# 6 TD's! Wow! Is Favre the best QB of any era?



## R y a n (Apr 4, 2005)

Un. be. lievable!

The guys is off the charts. Best QB of any era?

After watching him compete today, he simply is amazing no matter how you cut it.

Too bad the Vikes couldn't have got him at all costs.. maybe they'd be in the hunt for a Super Bowl?
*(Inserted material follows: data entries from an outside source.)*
PR #7354, opened 2022-05-12
Fix metrics CORS problems

n0tl3ss:
This pull requests addresses the https://github.com/micronaut-projects/micronaut-micrometer/issues/397. There is an issue when the CORS OPTIONS requests are fired the requests attributes were not populated and the metrics were dumping the raw value of the path instead of templated one. 

This pull requests adds attributes into OPTIONS request if there is anyRoute that can be matched with different HTTP verb. There is also a test that covers that scenario.

### DIFF
--- a/http-server-netty/src/test/groovy/io/micronaut/http/server/netty/OptionsRequestAttributesSpec.groovy
+++ b/http-server-netty/src/test/groovy/io/micronaut/http/server/netty/OptionsRequestAttributesSpec.groovy
@@ -1,0 +1,63 @@
+package io.micronaut.http.server.netty
+
+import io.micronaut.context.ApplicationContext
+import io.micronaut.context.annotation.Requires
+import io.micronaut.http.HttpAttributes
+import io.micronaut.http.HttpMethod
+import io.micronaut.http.HttpRequest
+import io.micronaut.http.HttpStatus
+import io.micronaut.http.MutableHttpResponse
+import io.micronaut.http.annotation.Controller
+import io.micronaut.http.annotation.Filter
+import io.micronaut.http.annotation.Get
+import io.micronaut.http.client.HttpClient
+import io.micronaut.http.client.exceptions.HttpClientResponseException
+import io.micronaut.http.filter.HttpServerFilter
+import io.micronaut.http.filter.ServerFilterChain
+import io.micronaut.runtime.server.EmbeddedServer
+import jakarta.inject.Singleton
+import org.reactivestreams.Publisher
+import org.spockframework.util.Assert
+import spock.lang.Specification
+
+
+class OptionsRequestAttributesSpec extends Specification {
+
+    def 'test OPTIONS rquests attributes'() {
+        EmbeddedServer server = ApplicationContext.run(EmbeddedServer, ['spec.name': 'OptionsRequestAttributesSpec'])
+        def ctx = server.applicationContext
+        HttpClient client = ctx.createBean(HttpClient, server.getURL())
+
+        when:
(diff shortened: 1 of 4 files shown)


yawkat:
doing this in the cors filter seems like a hack, especially since non-cors options requests can exist too and cause the same issue. I'd much rather have a fix in RoutingInboundHandler

yawkat (approved):

graemerocher (approved):

yawkat:
@timyates points out that this test is still failing: https://github.com/Robin479/micronaut-bugs/blob/main/http-metrics/src/test/java/de/ooch/micronaut/bugs/RunawayClientMetricsTest.java

Looking at https://github.com/micronaut-projects/micronaut-micrometer/issues/397 , it seems like the client test should be a separate issue and can be addressed in a separate PR (though I'm not 100% sure we can fix it in a sane way)

timyates (approved):

graemerocher:
@yawkat I discussed with @n0tl3ss that this can only really be addressed in the client through new APIs that allow passing a template. He will write a proposal for a future feature to solve this use case.

yawkat:
why is static analysis failing? there's no sonar bot info

timyates:
It's an external branch so doesn't get the keys...

One sec, I'll push a "local" branch

timyates:
@yawkat Sonar says https://github.com/micronaut-projects/micronaut-core/pull/7354/files#diff-9af0f6dd8d3c36389a0ff250f900fd204afbe901b57f4e2d23028ecdad048c56R457 should be parameterized

https://github.com/micronaut-projects/micronaut-core/pull/7361#issuecomment-1125964922

n0tl3ss:
> @yawkat Sonar says https://github.com/micronaut-projects/micronaut-core/pull/7354/files#diff-9af0f6dd8d3c36389a0ff250f900fd204afbe901b57f4e2d23028ecdad048c56R457 should be parameterized
> 
> [#7361 (comment)](https://github.com/micronaut-projects/micronaut-core/pull/7361#issuecomment-1125964922)

is changing `HttpRequest` to `HttpRequest<?>` sufficient enough?

yawkat:
yes

n0tl3ss:
> yes

Just added it :) Thanks guys

timyates:
Cool, re-running in the local branch 👍

timyates:
image

💚

yawkat:
Thanks for the help @timyates !

http-server-netty/src/test/groovy/io/micronaut/http/server/netty/OptionsRequestAttributesSpec.groovy
```diff
@@ -0,0 +1,63 @@
...
+import io.micronaut.runtime.server.EmbeddedServer
+import jakarta.inject.Singleton
+import org.reactivestreams.Publisher
+import org.spockframework.util.Assert
+import spock.lang.Specification
+
+
+class OptionsRequestAttributesSpec extends Specification {
+
+    def 'test OPTIONS rquests attributes'() {
```
donbeave, line 26: Typo in a word `rquests`

olvesh:
Sorry, it doesn't look like this is completely fixed:
Running version 3.7.0 of Micronaut I see this when getting a 401
image

 

Trying a GET against a controller not configured for GET (and a auth filter before)
Could this be alleviated by some change at our end (not really experienced in Micronaut specifics I must say)

n0tl3ss:
Please try to use `micronaut-micrometer` version v4.8.2. It should be solved. Thanks :)

olvesh:
Thanks, that did the trick!

PR #7364, opened 2022-05-13
Bump micronaut-sql to 4.4.0

micronaut-build:


gradle/libs.versions.toml
```diff
@@ -7,7 +7,7 @@ blaze = "1.6.4"
 caffeine = "2.9.3"
 compile-testing = "0.19"
 geb = "3.4.1"
-hibernate = "5.5.9.Final"
+hibernate = ""
```
sdelamo: Should this be "5.6.8.Final" as:
 https://github.com/micronaut-projects/micronaut-sql/blob/master/gradle/libs.versions.toml#L4 ?

If Micronaut SQL is publishing a BOM ? Why do we need to ahve the hibernate version here?

gradle/libs.versions.toml
```diff
@@ -37,7 +37,7 @@ wiremock = "2.27.2"
 # Versions which start with managed- are managed by Micronaut in the sense
 # that they will appear in the Micronaut BOM as <properties>
 #
-managed-commons-dbcp = "2.9.0"
+managed-commons-dbcp = ""
```
sdelamo: Shoudl this be left to 2.9.0 or an we remove it https://github.com/micronaut-projects/micronaut-sql/blob/master/gradle/libs.versions.toml#L7

sdelamo (changes requested):

sdelamo:
@timyates can you look into this?

sdelamo (approved):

edited because I got too excited for Favre's day! :beer:


----------



## Hunter_58346 (May 22, 2003)

Name CP/AT YDS TD INT 
B. Favre 24/34 289 6 1

if you are going to report it, at least get it right


----------



## taddy1340 (Dec 10, 2004)

Ryan...Warner threw for the 472 yds, but Brett had the 6 TDs...


----------



## blhunter3 (May 5, 2007)

Its ok, he votes democrat, he will make mistakes and not fix them :wink: oke:


----------



## R y a n (Apr 4, 2005)

taddy1340 said:


> Ryan...Warner threw for the 472 yds, but Brett had the 6 TDs...


 

hahaha really? too funny.. i was gone all afternoon and logged in to check my fantasy team.. that was the headline below his picture on Yahoo Fantasy Sports page.

I knew it had to be TOO outrageous for all of it to be true!

:lol:

Ryan


----------